_WHAT IS REQUIRED_
From the entries below, list each line with "trying".

Saved data entries:
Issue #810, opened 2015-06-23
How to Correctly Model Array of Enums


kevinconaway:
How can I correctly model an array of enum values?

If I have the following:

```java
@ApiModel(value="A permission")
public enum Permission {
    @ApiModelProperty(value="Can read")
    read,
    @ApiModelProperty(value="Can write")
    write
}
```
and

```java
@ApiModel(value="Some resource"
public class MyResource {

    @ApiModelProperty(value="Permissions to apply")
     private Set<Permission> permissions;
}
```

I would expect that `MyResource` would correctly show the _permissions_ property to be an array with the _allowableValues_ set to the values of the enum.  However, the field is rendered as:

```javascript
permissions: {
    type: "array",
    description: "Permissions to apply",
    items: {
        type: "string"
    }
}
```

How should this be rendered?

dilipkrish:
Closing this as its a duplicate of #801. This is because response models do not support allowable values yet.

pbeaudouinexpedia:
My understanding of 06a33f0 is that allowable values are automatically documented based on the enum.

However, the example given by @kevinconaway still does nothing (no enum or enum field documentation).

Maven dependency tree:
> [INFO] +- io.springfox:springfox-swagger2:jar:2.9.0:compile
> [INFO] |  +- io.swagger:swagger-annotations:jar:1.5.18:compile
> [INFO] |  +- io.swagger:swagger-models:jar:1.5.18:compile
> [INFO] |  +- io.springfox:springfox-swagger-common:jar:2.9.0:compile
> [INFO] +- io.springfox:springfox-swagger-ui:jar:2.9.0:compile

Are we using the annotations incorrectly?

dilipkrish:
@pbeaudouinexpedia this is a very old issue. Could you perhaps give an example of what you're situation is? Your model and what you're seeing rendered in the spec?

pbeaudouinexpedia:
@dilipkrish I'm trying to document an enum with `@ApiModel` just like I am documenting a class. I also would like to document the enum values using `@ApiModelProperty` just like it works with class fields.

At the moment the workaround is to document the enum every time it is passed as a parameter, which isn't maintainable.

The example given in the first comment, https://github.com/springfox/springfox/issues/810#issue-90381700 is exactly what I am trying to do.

_COMPLETED EXERCISE_
@dilipkrish I'm trying to document an enum with `@ApiModel` just like I am documenting a class. I also would like to document the enum values using `@ApiModelProperty` just like it works with class fields.
The example given in the first comment, https://github.com/springfox/springfox/issues/810#issue-90381700 is exactly what I am trying to do.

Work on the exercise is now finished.